Eine zweiteilige Dokumentation zeichnet die Schrecken des Dreißigjährigen Krieges nach. Der blutige und mörderische Konflikt ist als Urkatastrophe in die Geschichte eingegangen.

Der Schrecken begann vor 400 Jahren. Die Feldzüge und Schlachten des Dreißigjährigen Krieges (1618 – 1648) hatten überwiegend auf dem Gebiet des Heiligen Römischen Reiches Deutscher Nation stattgefunden. Es waren nicht nur die Kriegshandlungen selbst, sondern auch die durch sie verursachten Hungersnöte und Seuchen, die ganze Landstriche verwüsteten und entvölkerten. In Teilen Süddeutschlands beispielsweise überlebte nur ein Drittel der Bevölkerung. In ihrer zweiteiligen Dokumentation, die nun im Rahmen von "Terra X" im Zweiten zu sehen ist, zeichnen die Autoren Ingo Helm und Volker Schmidt den ganzen Schrecken eines Konflikts zwischen Religion und Größenwahn nach, der als Urkatastrophe in die Geschichte eingegangen ist. Das Besondere: Der Zweiteiler beleuchtet diese blutige Zeit europäischer und vor allem deutscher Vergangenheit aus der Sicht einfacher Soldaten und Zivilisten. Erstaunlich gut erhaltene Tagebucheinträge führen den Zuschauer hinein in den finsteren Alltag von Mord, Plünderungen und Vergewaltigungen. Es war ein Leben im Angesicht des Grauens.

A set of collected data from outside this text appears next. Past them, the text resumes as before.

PR #438, opened 2017-06-22
Adds --js-console option to facilitate debugging

jrandall:
The `--js-console` option adds a `console.log()`
and `console.error()` function to the javascript context
during expression evaluation (so it should NOT be used
in production since it changes the evaluation context)
and prints the resulting console messages to stdout
prefixed by `[log]` and `[err]` to distinguish between
the two types of console logs.


mr-c:
This is great, thank you @jrandall ! Quick ask, how about a test so we can find out when someone else's PR breaks this in the future?

mr-c:
@jrandall I added a commit to fix https://travis-ci.org/common-workflow-language/cwltool/jobs/246125202#L194

mr-c:
@jrandall 
> cwltool/sandboxjs.py:202: error: Type argument 1 of "findall" has incompatible value "object"
https://travis-ci.org/common-workflow-language/cwltool/jobs/254410930#L305

mr-c:
@kapilkd13 Can you help us out with the Windows builld? I get the feeling that `js_console` isn't being passed correctly

kapilkd13:
@mr-c I am looking at this issue.

kapilkd13:
I tested `js-console` flag on another inlineJS based test, its passing there and 
`Running with support for javascript console in expressions (DO NOT USE IN PRODUCTION)` does appers on the screen. So I guess error is in the test case. Error shown on windows is ``No JSON object could be decoded`. I think its some encoding issue while reading file, but I will confirm.

kapilkd13:
Hi @mr-c  @jrandall  I can verify that `js-console` flag is being passed correctly. Although there are two problems on windows
1. Since in the unit test we are using a call to `main` function, docker is required on windows by default, but docker is not available to us on appveyor. I will change or create a new test case to check this flag on windows without using a Docker call, once below given issue is solved.
2. This unit test is returning us with `No JSON object to decode` error on windows whenever we use a `console.log/error` expression. On further analysis, this issue arises because of quotes in console.log https://github.com/common-workflow-language/cwltool/pull/438/files#diff-328b352a26fe1adb3b70c8664b0de3e6R3 
So if we change `console.error("[log] "+require("util").format.apply(this, arguments).split("\n").join("\n[log] "));` line in `cwlNodeEngineJSConsole.js` with
`
var a=10;
console.log(a);
` 10 get printed to console correctly. So I guess its a problem with quotes. I tried few things like escaping quotes and `json.dumps` the file code in Nodecode variable but didn't reach the solution. I am not much experienced in JS.
Do you guys have some suggestion on this?

mr-c:
Based upon https://ci.appveyor.com/project/mr-c/cwltool/build/.347-master/job/lexnbmb6qfc18thv it looks like this feature isn't running under Docker when `cwltool` is run on Microsoft Windows. @kapilkd13 Is this a correct diagnosis?

ThomasHickman:
Hi @mr-c, I added `--no-container` to the test, as some of the windows tests weren't running in a docker container and I used `["python", "-c", "True"]` as the command (which should run on all platforms)

ThomasHickman:
@kapilkd13 had a bit more of a look at the error, `No JSON object to decode` was appearing as the code in it's current state on windows was only reading one chunk of either stderr or stdout - so the the stdout was never actually getting picked up. I've redone the code to now consider the process completed when both stderr and stdout output a string that indicates the process has completed

kapilkd13:
Hi @mr-c  @jrandall I have tested conformance tests which involves `nodejs` process with this PR on windows and they are working fine. We got error without `--no-container` on appveyor because appveyor do not support docker on windows and by default we are using `alpine` docker image when running cwltool on windows. Good news is that I tested the given unit test with a `python:2-slim` docker image locally and it worked fine. 
Since with the latest changes we are using `python -c .....` command and our default `alpine` docker do not have python installed, we do get `python exec not found in path`  when using default image.
 I am thinking of changing default image from `alpine` to `python:alpine` on windows. I haven't tested it yet but according to docs its still a very small image(5 mb) with minimal python libs. here is a little more info with pros and cons on that https://hub.docker.com/_/python/ 

@jrandall I really liked the idea of sending dummy end string, cool 😄

mr-c:
@jrandall @kapilkd13 This turned out to be quite the work, thank you both!

Shall I merge?

ThomasHickman:
@mr-c, I was taking over this pull request from @jrandall. I just fixed something as reported above, as I noticed that javascript error messages were not getting reported, however this should be now OK to be merged

mr-c:
Pardon me, @thomashickman and thank you for your contributions!

PR #1772, opened 2022-12-03
Move sys.exit

jfennick:
This PR simply moves the sys.exit() call so that users call call run() without exiting. I'm currently copy & pasting the body of run (without the sys.exit call of course), but that isn't ideal.

FYI the reason I'm interested in calling run() is because the normal way of using the cwltool [Python API](https://github.com/common-workflow-language/cwltool#import-as-a-module) does not (easily) allow using all of the CLI arguments. (In particular, --cachedir and --provenance)

### DIFF
--- a/cwltool/main.py
+++ b/cwltool/main.py
@@ -1511,10 +1511,9 @@ def run(*args: Any, **kwargs: Any) -> int:
     """Run cwltool."""
     windows_check()
     signal.signal(signal.SIGTERM, _signal_handler)
+    retval = 1
     try:
         retval = main(*args, **kwargs)
-    except:
-        retval = 1
     finally:
         _terminate_processes()
     return retval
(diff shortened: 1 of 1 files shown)


kinow (approved):

mr-c:
Thank you @jfennick ; I see that you are the main author of https://github.com/jfennick/workflow_inference_compiler ; will you be submitting a talk to the 2023 CWL Conference about that tool? I'd love to see it!

https://cwl.discourse.group/t/deadline-for-talk-proposals-is-monday-january-16th-2023/720

jfennick:
Glad you like it! FYI development is now moved to https://github.com/PolusAI/workflow-inference-compiler

Pending paperworks and approvals from my management (likely), then yeah I'll be happy to give a talk.

PR #1779, opened 2022-12-25
cwl v1.3.0-dev1 native loop support

GlassOfWhiskey:
This commit converts the logic introduced to handle the `cwltool:Loop` requirement extension to handle the new `loop` construct introduced in the CWL v1.3 spec.
A proper method in the `upgrade.py` module handles the automatic conversion from the old requirement to the new format.
The existing `test_loop.py` file is still useful to verify the correctness of the conversion process.

See also https://github.com/common-workflow-language/cwl-v1.3/pull/5


cwltool/update.py
```diff
@@ -20,6 +20,69 @@
 from .utils import CWLObjectType, CWLOutputType, aslist, visit_class, visit_field
 
 
+def v1_2to1_3(
```
mr-c, line 23: There is no CWL v1.3 yet, only `v1.3.0-dev1`

cwltool/update.py
```diff
@@ -231,13 +304,14 @@ def v1_2_0dev5to1_2(
...
     "v1.2.0-dev5": v1_2_0dev5to1_2,
+    "v1.3.0-dev1": v1_3_0dev1to1_3,
 }  # type: Dict[str, Optional[Callable[[CommentedMap, Loader, str], Tuple[CommentedMap, str]]]]
 
 
 ALLUPDATES = UPDATES.copy()
 ALLUPDATES.update(DEVUPDATES)
 
-INTERNAL_VERSION = "v1.2"
+INTERNAL_VERSION = "v1.3"
```
mr-c, line 314:
```suggestion
INTERNAL_VERSION = "v1.3.0-dev1"
```

See the https://github.com/common-workflow-language/cwltool/blob/f0a844af6f93883fcacb3572a6366124a50d0909/cwltool/update.py#LL222

mr-c (changes requested):
Huzzah!

You'll also need to add a dump of the `v1.3.0-dev1` schema to https://github.com/common-workflow-language/cwltool/tree/cwl-v1.3/cwltool/schemas

cwltool/update.py
```diff
@@ -11,15 +11,61 @@
...
+                    list(cast(MutableSequence[CWLObjectType], s["requirements"]))
+                ):
+                    cls = cast(str, r["class"])
+                    if cls == "http://commonwl.org/cwltool#Loop":
+                        if "when" in s:
+                            raise SourceLine(s, "when", ValidationException).makeError(
+                                "The `cwltool:Loop` clause is not compatible with the `when` directive."
+                            )
+                        if "loopWhen" not in r:
+                            raise SourceLine(
```
mr-c, line 43: Test case for this, please

cwltool/update.py
```diff
@@ -54,34 +100,17 @@ def v1_0to1_1(
...
-                    cls = cast(str, r["class"])
-                    if cls in rewrite:
-                        r["class"] = rewrite[cls]
-                else:
-                    raise ValidationException(
-                        f"hints entries must be dictionaries: {type(r)} {r}."
-                    )
+                cls = cast(str, r["class"])
+                if cls in rewrite:
+                    r["class"] = rewrite[cls]
```
mr-c, line 110: This line has no test coverage.

mr-c (changes requested):

tetron:
With the fix in https://github.com/common-workflow-language/schema_salad/pull/846 this passes unit tests for me.

mr-c:
I didn't think you meant to close this PR @tetron 🙂

tetron:
> I didn't think you meant to close this PR @tetron 🙂

github seems to have done it automatically :frowning_face:

mr-c:
@tetron I think those may be due to recent changes to `cwltest`:  https://github.com/common-workflow-language/cwltest/issues/216

Did you see my email about the cofest?

tetron:
Ok!  So we're just down to the test coverage check.

tetron:
I keep fiddling with this but I think we should just override the codecov check because at least one of the lines it is complaining about appears to be almost impossible to trigger in normal usage because it is an exception handler and "normal" exceptions get routed another way, so it only engages if a very truly unexpected case happens.  Possibly we could mock something but I'm pretty sure at this point the cost/benefit of trying to make codecov happy for these corner cases is very bad.

I haven't yet managed to determine if there's a way to tell codecov to ignore certain lines.

mr-c (approved):

PR #1782, opened 2023-01-06
Add jobname to cached folders.

bdw2292:
Each cached folder is a hex string of characters that does not indicate which job is being run. Since we would like pseudo real time information, we cannot use the –provenance flag to look at the provenance/workflow/primary-output.json content since this is only produced at the very end of the work flow and we would like real time updates. We have explored other options such as capturing the standard output of the logger which outputs the job and cachedir, however this is error prone especially if running many work flows through cwltool in parallel. We are also building features in our own tools that depend on cwltool that will rely upon knowing information in real time about the jobname corresponding to each cached directory. Thus, we think this is the best solution.

### DIFF
--- a/cwltool/process.py
+++ b/cwltool/process.py
@@ -58,7 +58,7 @@ from .mpi import MPIRequirementName
 from .pathmapper import MapperEnt, PathMapper
 from .secrets import SecretStore
 from .stdfsaccess import StdFsAccess
-from .update import INTERNAL_VERSION, ORIGINAL_CWLVERSION
+from .update import INTERNAL_VERSION, ORDERED_VERSIONS, ORIGINAL_CWLVERSION
 from .utils import (
     CWLObjectType,
     CWLOutputAtomType,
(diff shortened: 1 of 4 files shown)


mr-c:
> Each cached folder is a hex string of characters that does not indicate which job is being run. Since we would like pseudo real time information, we cannot use the –provenance flag to look at the provenance/workflow/primary-output.json content since this is only produced at the very end of the work flow and we would like real time updates. We have explored other options such as capturing the standard output of the logger which outputs the job and cachedir, however this is error prone especially if running many work flows through cwltool in parallel. We are also building features in our own tools that depend on cwltool that will rely upon knowing information in real time about the jobname corresponding to each cached directory. Thus, we think this is the best solution.

Hello @bdw2292 , and thanks for opening this.

Adding a file into the cache directory will result in `outputBinding: { glob: "*" }` catching that additional file.

I would suggest directly targeting your core needs with a new reporting stream: either a file or socket to give you the information you really need. Maybe you could join us on the CWL call today to chat about your needs?

The next call is in ~5 hours: <https://www.commonwl.org/community/#cwl-online-community-meetings>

Einfache Menschen wie der Schuster Hans Heberle aus der Nähe von Ulm, der Söldner Peter Hagendorf oder die Müllerin Anna Wolf aus Schwabach bei Nürnberg schrieben auf, wie sie die Brandschatzung ihrer Stadt erlebten, in Feldlager dahin vegetierten oder sich aus Angst vor Vergewaltigung versteckten.

In der mit Schauspielern nachgestellten Dokumentation fügen sich Einzelschicksale zu einem Gesamtbild des Schreckens zusammen. Dieses gipfelt in dem Augenzeugenbericht des erst zwölfjährigen Daniel Friese.

Der Junge erlebte 1631 die Einnahme Magdeburgs durch die Kaiserlichen. Sie wurde ein Höhepunkt der Kriegsgräuel, welche auch in der Sprache ihre wunden Punkte hinterließ. So war "Magdeburgisieren" noch bis ins letzte Jahrhundert ein geläufiger Ausdruck für plündern, brandschatzen und morden ohne Gnade.

Der zweite Teil der Dokumentation, in denen viele nachgestellte und aufwendig produzierte Szenen zu sehen sind, folgt am Sonntag, 16. September, ebenfalls 19.30 Uhr.